All of Us Strangers arrives in cinemas on January 26.
The older we get, the more we are surrounded by ghosts. These ghosts walk beside us, reminding us of the things we said and left unsaid, the friendships we embraced and the ones we let slip away, the people we loved unconditionally, and those we let down. But these ghosts are not physical manifestations or spectral beings; they are the memories we have forged through life, memories that surround our every interaction, our choices and our sense of self. Some of these memories are rooted in pain, others in joy and more than a few in regret. Often, the most powerful and challenging memories that linger an entire lifetime are those shaped by events and social attitudes outside our control, our emerging sense of self and our childhood experiences. Andrew Haigh’s All of Us Strangers, adapted from a 1987 novel by Taichi Yamada, is a film about the ghosts that walk by our side. It is a story about the eternal power of love, the darkest corners of loneliness, the fluidity of time, and the inter-generational gay experience; it is quite simply a masterpiece.

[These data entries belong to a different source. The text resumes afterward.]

Issue #28, opened 2024-10-21
Create Tests To Ensure Correct Dating From Arviz


AFg6K7h4fhy2:

AFg6K7h4fhy2:
Closed via #29

PR #35, opened 2024-10-28
More General Utilities With Representation Of Time In idata Objects

AFg6K7h4fhy2:
Generalize utilities to add dates and times to `az.InferenceData` objects. A demonstration of these utilities can be found in #40 .


AFg6K7h4fhy2:
#28 can be covered in this PR given the PR's scope.

AFg6K7h4fhy2:
@damonbayer Can you take a quick look?

AFg6K7h4fhy2:
I expect this PR _might_ be merged today. "Might" and not "likely" is used since I expect Dylan to have some strong comments. Given the timelines, I have still retained @damonbayer as a reviewer, should he find time and or be interested in taking a look. Please message me here or on Teams if you would no longer like this to be the case. Thank you.

notebooks/test_idata_general_time_representation.py
```diff
@@ -0,0 +1,241 @@
...
+print(option_1_idata_w_dates["observed_data"])
+print(option_1_idata_w_dates["posterior_predictive"])
+
+
+# %% OPTION 2 FOR ADDING DATES
+
+# NOTE: this option will likely not work. The idea was to find the
+# correct dimension without having to explicitly write the dim name
+# out. We know that the dim is not chain or draw, but there may
+# be other dims remaining.
```
damonbayer, line 98: By convention in pyrenew, the first dimension is time, but we probably don't want to enforce such a convention here.

damonbayer:
@AFg6K7h4fhy2 I _think_ your use of the term "group" is imprecise throughout, or I am misunderstanding something.

Per [ArviZ documentation](https://python.arviz.org/en/stable/schema/schema.html#terminology, a group is:

> Group: Dataset containing one or several variables with a conceptual link between them. Variables inside a group will generally share some dimensions too. For example, the `posterior` group contains a representation of the posterior distribution conditioned on the observations in the `observed_data` group.

I think the form of the argument used in these functions needs to be a `Dimension` (and possibly a `variable_name`.

Again, per [ArviZ documentation](https://python.arviz.org/en/stable/schema/schema.html#terminology), every `variable` has a `variable_name`, and `dimensions`:

> **Dimension**: The dimensions of an object are its named axes. A variable containing 3D data can have dimensions `[chain, draw, dim0]`, i.e., its `0th`-dimension is `chain`, its `1st`-dimension is `draw`, and so on. Every dimension present in an `InferenceData` variable must share names with a coordinate. Given that dimensions must be named, dimension and dimension name are used equivalents.

The dimension name is then the name of the coordinate array:

> **Coordinate**: A named array that labels a dimension. A coordinate named `chain` with values `[0, 1, 2, 3]` would label the `chain` dimension. Coordinate names and values can be loosely thought of as labels and tick labels along a dimension, respectively.

notebooks/test_idata_general_time_representation.py
```diff
@@ -0,0 +1,241 @@
...
+# ought to be taken into account, not currently
+# taken into account; might matter.
+
+# %% OPTION 1 FOR ADDING DATES
+
+
+def option_1_add_dates_as_coords_to_idata(
+    idata_wo_dates: az.InferenceData,
+    dim_name: str,
+    group_date_mapping: dict[str, tuple[str, timedelta]],
```
damonbayer, line 33: See https://github.com/CDCgov/forecasttools-py/pull/35#issuecomment-2448190737. I think all your uses of "group" are actually "variables"?

AFg6K7h4fhy2:
I have been using `groups` only to refer to items that would be returned by `idata._groups_all`. Examples include `observed_data` or `posterior_predictive`. I don't see an imprecision but I will look through my code again.

notebooks/test_idata_general_time_representation.py
AFg6K7h4fhy2: I feel that sections such as the following distinguish between groups and dimensions fairly clearly: 

```python
if dim_name not in idata_group.dims:
    print(
        f"Warning: Dimension '{dim_name}' not found in group '{group_name}'."
    )
    continue
```

damonbayer: But not all of the variables in a group should be given the same coordinates. How do you specify the variable you want to modify?

damonbayer:
@AFg6K7h4fhy2 It would be helpful to me if you described the difference in the approaches and what has made it difficult for you to make a decision about which to use.

dylanhmorris:
Agree with @damonbayer. I also wasn't sure what key differences to evaluate when looking over them. I have some implementation thoughts as well but I think the conceptual discussion should happen first.

notebooks/test_idata_general_time_representation.py
AFg6K7h4fhy2: > But not all of the variables in a group should be given the same coordinates. How do you specify the variable you want to modify?

I think this is a useful remark. Imagine having a separate `xarray` DataSet for weekly Rt values along with an `idata` object that has the group `posterior_predictive` with daily hospital admissions stored in a variable called `obs`. I can imagine a situation where one adds the Rt values dataset as a new group to the `idata`. However, I see now that one might have in `posterior_predictive` another variable `Rt` with different coordinates. My current approach regards to the (lower likelihood) situation where another variable of interest has been added via a new group. My approach does not suit multiple variables of interest within the same group which use different coordinates.

AFg6K7h4fhy2:
> @AFg6K7h4fhy2 It would be helpful to me if you described the difference in the approaches and what has made it difficult for you to make a decision about which to use.

Wrt decision, I've been with Option 3 (the one option I used in the test file), but I was waiting for you or DHM to comment and possibly change my opinion. I see now all options need to be more granular. The difference between the options: O1 uses a single dim name and expects all groups passed to the same dim name of interest; O2 takes no dim name and gets the first non-chain non-draw dim (fails because only assumes first non-chain non-draw dim is the only one required); O3 supports unique dim per group. All fail because they assume there is only one variable of interest (the one with the size of the single provided dim).

AFg6K7h4fhy2:
Pattern-recognizing comments from Damon:

> I'm noticing a similar theme in the two reviews I have done on forecasttools-py recently. Both have been a bit difficult to review because they contain a lot of "experimentation."
> 
> Some tips / guidelines that would be helpful to me as a reviewer and may be more efficient overall:
> 
> 1. At the top of the PR, or when requesting a review, summarize what you think the PR achieves or should achieve. If the reviewer doesn't know what you are trying to do, it is very hard to assess whether you have done it. A detailed issue can also substitute for this PR summary. As a team, we should probably be better about making high-quality issues.
2. If you are thinking about multiple ways to do something and aren't sure which to pursue, let's discuss in english and pseudocode before implementing any of them.
3. If you try multiple ways of doing something, and arrive at one you like best, leave the others out of the code. If you remain a bit uncertain or recognize there are some drawbacks, you can mention "I was also thinking about doing X, but I did Y because Z." 

Response: 

> I believe experimentation is good so long as it is removed before PR is merged.
>
> (1) I agree with you that PRs & issues should have detailed information on the task at hand. In my mind, the issue should have detailed information on the task and what success looks like re: "A Problem Well-Stated Is a Problem Half-Solved". The PR can contain quoted portions from the issue to remind reviewers who've not examined the issue what the PR deals with.
> (2) Generally agree that implementations before discussion can be wasteful. However, for the PRs, these were discussed somewhat, maybe not enough or at a sufficient quality level. Sometimes as well implementations are necessary for discussions to reach a certain level of concreteness. 
> (3) Again, generally agree that descriptions of implementation uncertainty and or drawbacks are useful but also want to flag that deferring to those with more experience and or with a deeper vision of a project is an option; those being deferred to can benefit from multiple, slightly different implementations. Deliberation on which pathway to pursue can then occur faster. Problems arise when the options are majorly different. Problems also arise when (1) fails in some way.

AFg6K7h4fhy2:
Description of Option 4, as requested. 

Option 4 receives two parameters. The first is an InferenceData object that is expected to have some groups (typically `observed_data` and `posterior_predictive`) associated with it. These groups might have one to several variables associated with them. For example, `posterior_predictive` might the variables `rt` and `obs`. The second parameter is a dictionary that has as its keys `str` corresponding to the groups in the `idata` and as its values dictionaries that map a dimension of a group's variable to a start date and a time interval. The start date is an ISO8601 `str` and the time interval is a `timedelta` expression from `datetime`. An example time interval could be `timedelta(weeks=2)`, meaning the coordinates of the group's variable's dimension will be start from the start date and be incremented by 2 weeks for a duration equal to size of the original coordinates.

Here is an example of how Option 4 is used. 

```python
option_4_idata_w_dates = option_4_add_dates_as_coords_to_idata(
    idata_wo_dates=idata_wo_dates_new,
    group_variable_date_mapping={
        "observed_data": {
            "obs": (
                "2022-08-08",
                timedelta(days=14),
                "obs_dim_0",
            ),
        },
        "posterior_predictive": {
            "obs": (
                "2022-08-08",
                timedelta(days=7),
                "obs_dim_0",  # change to f"{var_name}_dim_0"?
            ),
            "obs2": (
                "2022-08-08",
                timedelta(weeks=2),
                "obs2_dim_0",
            ),
            "rt": (
                "2022-08-01",
                timedelta(weeks=1),
                "rt_dim_0",
            ),
        },
    },
)
```

Here is the nature of the `idata` object that Option 4 receives:

```python
# in
print(idata_wo_dates_new["posterior_predictive"]["obs2"].coords)
print(idata_wo_dates_new["posterior_predictive"]["obs"].coords)
print(idata_wo_dates_new["posterior_predictive"]["rt"].coords)
# out (see next block)
```

```
Coordinates:
  * chain       (chain) int64 8B 0
  * draw        (draw) int64 8kB 0 1 2 3 4 5 6 7 ... 993 994 995 996 997 998 999
  * obs2_dim_0  (obs2_dim_0) int64 80B 0 1 2 3 4 5 6 7 8 9
Coordinates:
  * chain      (chain) int64 8B 0
  * draw       (draw) int64 8kB 0 1 2 3 4 5 6 7 ... 993 994 995 996 997 998 999
  * obs_dim_0  (obs_dim_0) int64 224B 0 1 2 3 4 5 6 7 ... 21 22 23 24 25 26 27
Coordinates:
  * chain     (chain) int64 8B 0
  * draw      (draw) int64 8kB 0 1 2 3 4 5 6 7 ... 993 994 995 996 997 998 999
  * rt_dim_0  (rt_dim_0) int64 96B 0 1 2 3 4 5 6 7 8 9 10 11
```

Once option 4 is used, the following is returned


```python
# in 
print(option_4_idata_w_dates["posterior_predictive"]["obs2"].coords)
print(option_4_idata_w_dates["posterior_predictive"]["obs"].coords)
print(option_4_idata_w_dates["posterior_predictive"]["rt"].coords)
# out (see below)
```

```
Coordinates:
  * chain       (chain) int64 8B 0
  * draw        (draw) int64 8kB 0 1 2 3 4 5 6 7 ... 993 994 995 996 997 998 999
  * obs2_dim_0  (obs2_dim_0) datetime64[ns] 80B 2022-08-08 ... 2022-12-12
Coordinates:
  * chain      (chain) int64 8B 0
  * draw       (draw) int64 8kB 0 1 2 3 4 5 6 7 ... 993 994 995 996 997 998 999
  * obs_dim_0  (obs_dim_0) datetime64[ns] 224B 2022-08-08 ... 2023-02-13
Coordinates:
  * chain     (chain) int64 8B 0
  * draw      (draw) int64 8kB 0 1 2 3 4 5 6 7 ... 993 994 995 996 997 998 999
  * rt_dim_0  (rt_dim_0) datetime64[ns] 96B 2022-08-01 2022-08-08 ... 2022-10-17
```

damonbayer:
thanks @AFg6K7h4fhy2! What do you think about making it easier to specify multiple variables that should get the same coordinates? For example there is a variable `X ` that exists in both the `prior` and `posterior` groups. Can we make it easy to assign the same coordinates to these variables?

Similarly, say there is `Rt` and `Rt_adj`, both in the `posterior` group. Can we make it easy to assign them the same coordinates?

AFg6K7h4fhy2:
Re: <https://github.com/CDCgov/forecasttools-py/pull/35#issuecomment-2448474285>

Yes, this should be possible.

Pre-implementation Plan: My immediate idea is to take this pattern 

```python
"<var_name>": (
    "<IS08601 str start date>",
    timedelta(<days or weeks>),
    "<dim_name>",
)
```

and change it to this pattern (or one similar to it):

```python
"<dim_name>": (
    "<IS08601 str start date>",
    timedelta(<days or weeks>),
    [<list of var_names associated with dim_name>],
)
```

damonbayer:
When are there multiple `var_name`s associated with a single `dim_name`?

AFg6K7h4fhy2:
Re: <https://github.com/CDCgov/forecasttools-py/pull/35#issuecomment-2448488404>

The `posterior_predictive` and `observed_data` groups of the `idata` objects packaged in `forecasttools` both have `obs_dim_0` as the dimension to their variables `obs` (`obs` is a variable of both groups).

dylanhmorris:
I think it might be productive both conceptually and from an implementation perspective to take a step back.

Currently, all the code I see is a single function that iterates over multiple `group`s / `var_name`s / etc. I think it will be more modular, testable, and readable for any such function to call, internally, a helper function that adds time coordinates to a single `var`. Good APIs for something that does lots of stuff at a pass will be easier to reason about in the context of this helper function and its API.

AFg6K7h4fhy2:
Re: <https://github.com/CDCgov/forecasttools-py/pull/35#issuecomment-2448507281>

Acknowledged. In addressing <https://github.com/CDCgov/forecasttools-py/pull/35#issuecomment-2448474285> I will take modularizing variable-level edits into account.

AFg6K7h4fhy2:
This comment (and subsequent ones) covers possible ways of addressing aforementioned comments: <https://github.com/CDCgov/forecasttools-py/pull/35#issuecomment-2448507281> and <https://github.com/CDCgov/forecasttools-py/pull/35#issuecomment-2448474285>.

The following structure is a possibility. This structure would permit multiple variables within a group to have the same coordinates. This function does not permit changing `obs`, which occurs in both groups specified, simultaneously. In the code examples provided in this PR (in [this file](https://github.com/CDCgov/forecasttools-py/pull/35/files#diff-d565a74e65206eabe5984b44c4f092edd21942e787ff8233b1b1f1641c740763)), `obs` is different across the `observed_data` and `posterior_predictive` groups: the latter group's `obs` has `forecast_days = 28` more values.


```python
idata_w_dates = add_dates_as_coords_to_idata(
    idata_wo_dates=idata_wo_dates,
    group_variable_date_mapping={
        "observed_data": {
            "obs": ("2022-08-08", timedelta(days=14), "obs_dim_0"),
        },
        "posterior_predictive": {
            ("obs", "obs2"): ("2022-08-08", timedelta(weeks=2), "obs_dim_0"),
            ("rt", "rt_adj"): ("2022-08-01", timedelta(weeks=1), "rt_dim_0"),
        },
    },
)
```

As for a helper function that permits changes to groups at the variable-level, the following is a possibility for its header:


```python
def add_time_coords_to_variable(
    group: xr.DataSet,
    variable_name: str,
    start_date_iso: str,
    time_step: datetime.timedelta,
    dim_name: str,
) -> xr.Dataset:
    pass
```

AFg6K7h4fhy2:
A call to a function that applies edits to variables across groups could look like:

```python
updated_idata = add_dates_across_groups(
    idata=idata_wo_dates,
    groups=["posterior_predictive", "observed_data"],
    variable_date_mapping=variable_date_mapping = {
        "obs": ("2022-08-08", timedelta(days=14), "obs_dim_0"),  
        "obs2": ("2022-08-08", timedelta(weeks=1), "obs2_dim_0"), 
        "rt": ("2022-08-01", timedelta(weeks=1), "rt_dim_0"),   
    }
)
```

An issue, however, occurs when the same variable name has different coordinates or dimension names across different groups. I believe need to assume some things about the naming of the dimensions. The following might be a remedy that is not as aesthetically pleasing but has the information to get the Goal completed:

```python
updated_idata = add_dates_across_groups(
    idata=idata_wo_dates,
    groups=["posterior_predictive", "observed_data"],
    variable_date_mapping= {
        "obs": {
            "observed_data": ("2022-08-08", timedelta(days=14), "obs_dim_0"),  
            "posterior_predictive": ("2022-08-08", timedelta(weeks=2), "obs_post_dim"),  
        },
        "obs2": {
            "posterior_predictive": ("2022-08-08", timedelta(days=7), "obs2_post_dim"),
        },
        "rt": {
            "all": ("2022-08-01", timedelta(weeks=1), "rt_dim_0"), # change across all groups
        },
    }
)
```

AFg6K7h4fhy2:
Which option is most robust, coordinates as 

* ISO8601 `str`
* `numpy.datetime`
* `datetime.datetime`?

damonbayer:
I suggest 

```python
def add_time_coords_to_variable(
    dat: xr.Dataset,  
    group: str,
    variable_name: str,
    dim_name: str,
    start_date_iso: str,
    time_step: datetime.timedelta,
) -> xr.Dataset:
    pass
```
Ideally this modifies the idata in place.

Alternatively, there could also be some class that contains `(group, variable_name, dim_name)`, and you could pass a list of those to `add_time_coords_to_variable`. That function would just loop through each element of the list and apply the correct coordinates based on `start_date_iso` and `time_step`.

AFg6K7h4fhy2:
Would the following function 

```python
def add_time_coords_to_variable(
    dat: xr.Dataset,  
    idata_locs = [(group, variable_name, dim_name), (group, variable_name, dim_name), …]
    start_date_iso: str,
    time_step: datetime.timedelta,
) -> xr.Dataset:
    pass
```

exist in addition to the first function (which modifies `idata` in place and which would be named something other than `add_time_coords_to_variable`)? If not, then the following function fails cases where different triples `(group, variable_name, dim_name)` require different start dates and time steps. This pattern would work if all variables and coordinates date intervals were unique, i.e. each quintuple `(group, variable_name, dim_name, start_date_iso, time_step)` is fully unique.

damonbayer:
> then the following function fails cases where different triples `(group, variable_name, dim_name)` require different start dates and time steps.

Assigning a single start date and time step to many variables is accomplished with one function call. If you need to assign a different start date and time step to some other variables, you can just use the function again.

AFg6K7h4fhy2:
The original suggestion 

```python
def add_time_coords_to_variable(
    dat: xr.Dataset,  
    group: str,
    variable_name: str,
    dim_name: str,
    start_date_iso: str,
    time_step: datetime.timedelta,
) -> xr.Dataset:
    pass
```

seems more reliable to me than passing the extracted group as an `xr.Dataset` and not having to pass the `az.InferenceData` object itself, assuming `dat: xr.Dataset` is supposed to be `dat: az.InferenceData`. Worth noting that `observed_data_group` in the following is an `xr.Dataset`, so `dat` might not be needed and group could be typed `xr.Dataset`. `dat`, as it stands in the above function, might not have a `group` attribute. 

```python
observed_data_group = getattr(idata_wo_dates, "observed_data", None)
print(type(idata_group))
```

AFg6K7h4fhy2:
> > then the following function fails cases where different triples `(group, variable_name, dim_name)` require different start dates and time steps.
> 
> Assigning a single start date and time step to many variables is accomplished with one function call. If you need to assign a different start date and time step to some other variables, you can just use the function again.

Ah, I see. With this pattern of usage, my preference rests with this function. Let me know if you have any other thoughts on this.

AFg6K7h4fhy2:
A discussion between {DHM, DB, TM} has designated some previous comments by TM as distracting. These comments are now struck-through. The outcome of the meeting was a plan for TM to develop an atomic function that modifies the coordinates of single variable before developing a function (which uses this atomic function) that processes multiple variables within the same group.

AFg6K7h4fhy2:
Inspection by @dylanhmorris and @damonbayer of `add_time_coords_to_idata_variable` and `add_time_coords_to_idata_variables` is pending (find [here](https://github.com/CDCgov/forecasttools-py/pull/35/files#diff-7d5d491c8860cb873e5b5cad35ce2ff248626a8fe73db562342d17b5ef06454c))

To facilitate this inspection of this newer code, I provide procedures that would be followed by the user in two instances.

Example: One has variables `obs` and `rt` in the `posterior_predictive` group of one's `idata` without dates. Both `obs` and `rt` have the same start date but `obs` follows daily dating and `rt` follows weekly dating. 

Response:

```python
# call 1 
idata_w_dates = add_time_coords_to_idata_variable(
    idata=idata_wo_dates,
    group="posterior_predictive",
    variable="obs",
    dimensions=["obs_dim_0"],
    start_date_iso="2022-08-08",
    time_step=timedelta(days=1),
)

# call 2
idata_w_dates = add_time_coords_to_idata_variable(
    idata=idata_wo_dates,
    group="posterior_predictive",
    variable="rt",
    dimensions=["rt_dim_0"],
    start_date_iso="2022-08-08",
    time_step=timedelta(weeks=1),
)
```

Example: One has variables named `obs` in the `observed_data` group and in the `posterior_predictive` group in one's `idata` without dates. Both `obs`s have the same start date and follow daily dating. However, the coordinate sizes differ across groups, with `obs` in `observed_data` being 488 units and `obs` in `posterior_predictive` being 516 units.

Response:

```python
idata_w_dates = add_time_coords_to_idata_variables(
    idata=idata_wo_dates,
    group_var_dim_tuples=[
        ("posterior_predictive", "obs", "obs_dim_0"),
        ("observed_data", "obs", "obs_dim_0"),
    ],
    start_date_iso="2022-08-08",
    time_step=timedelta(weeks=1),
)
```

Example: One has variables `obs` and `rt` in the `posterior_predictive` group of one's `idata` without dates. Both `obs` and `rt` follow daily dating, but `obs` starts one week earlier than `rt`. 

Response:


```python
# call 1 
idata_w_dates = add_time_coords_to_idata_variable(
    idata=idata_wo_dates,
    group="posterior_predictive",
    variable="obs",
    dimensions=["obs_dim_0"],
    start_date_iso="2022-08-08",
    time_step=timedelta(days=1),
)

# call 2
idata_w_dates = add_time_coords_to_idata_variable(
    idata=idata_wo_dates,
    group="posterior_predictive",
    variable="rt",
    dimensions=["rt_dim_0"],
    start_date_iso="2022-08-01",
    time_step=timedelta(days=1),
)
```

AFg6K7h4fhy2:
Should the functions `add_time_coords_to_idata_variable` and `add_time_coords_to_idata_variables` from the [last commit](https://github.com/CDCgov/forecasttools-py/pull/35/commits/7709489d588c62d4fae2c6595d5107fbfef37809) be retained fully or partially, then these functions remain to be added from the notebook <https://github.com/CDCgov/forecasttools-py/pull/35/files#diff-7d5d491c8860cb873e5b5cad35ce2ff248626a8fe73db562342d17b5ef06454c> to `forecasttools`. 

In expectation (i.e. bottlenecked by the approval of the aforementioned functions), the function `add_dates_as_coords_to_idata` (see [here](https://github.com/CDCgov/forecasttools-py/blob/558c64009572b2f9e8100dc436480d2e1b358901/forecasttools/idata_w_dates_to_df.py#L17C5-L17C33)) will be replaced and the function `idata_forecast_w_dates_to_df` (which is, similar to `add_dates_as_coords_to_idata`, contained in `./forecasttools/idata_w_dates_to_df.py`) will have to be modified to support the new utilities.

notebooks/test_idata_general_time_representation.py
```diff
@@ -0,0 +1,237 @@
...
+        the group and variable to modify.
+    group : str
+        The name of the group within the InferenceData
+        object (e.g., "posterior_predictive").
+    variable : str
+        The name of the variable within the
+        specified group to assign time coordinates to.
+    dimensions : list[str]
+        A list of dimension names to which time
+        coordinates should be assigned.
```
dylanhmorris, line 57: Should this default to the zeroth dimension if not specified to save the user typing?

notebooks/test_idata_general_time_representation.py
```diff
@@ -0,0 +1,237 @@
...
+    start_date_iso : str
+        The start date for the time coordinates
+        in ISO format (e.g., "2022-08-08").
```
dylanhmorris, line 60: accept either a string or a `datetime.date`?

dylanhmorris: Or even just a `datetime.date` if you're going to require the next argument to be a `timedelta` (as opposed to, e.g., a parseable string)

notebooks/test_idata_general_time_representation.py
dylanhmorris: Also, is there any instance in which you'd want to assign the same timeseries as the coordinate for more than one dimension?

Adam (Andrew Scott) is a middle-aged gay man who lives in a new and largely empty London apartment block. As he sits surrounded by takeaway cartons watching old 80s pop videos, the twinkling lights of a city that never sleeps invade the apartment. Yet Adam sits on the city’s edge, his life on pause in a metropolis forever stuck on fast forward. Adam has never processed the death of his parents when he was a kid or his experiences growing up gay in a decade of oppression and fear. The 80s pop music videos playing in his apartment offer comfort, the tunes that spoke to him as a kid as his sense of self grew on a loop. But even these tunes now feel hollow as Adam decides it’s time to revisit his childhood home and finally lay to rest the ghosts of his past. As he returns to his old house in the suburbs, Adam is greeted by his father (Jamie Bell) and mum (Claire Foy), looking the same as they did when he was a child before the car accident that took them away from him.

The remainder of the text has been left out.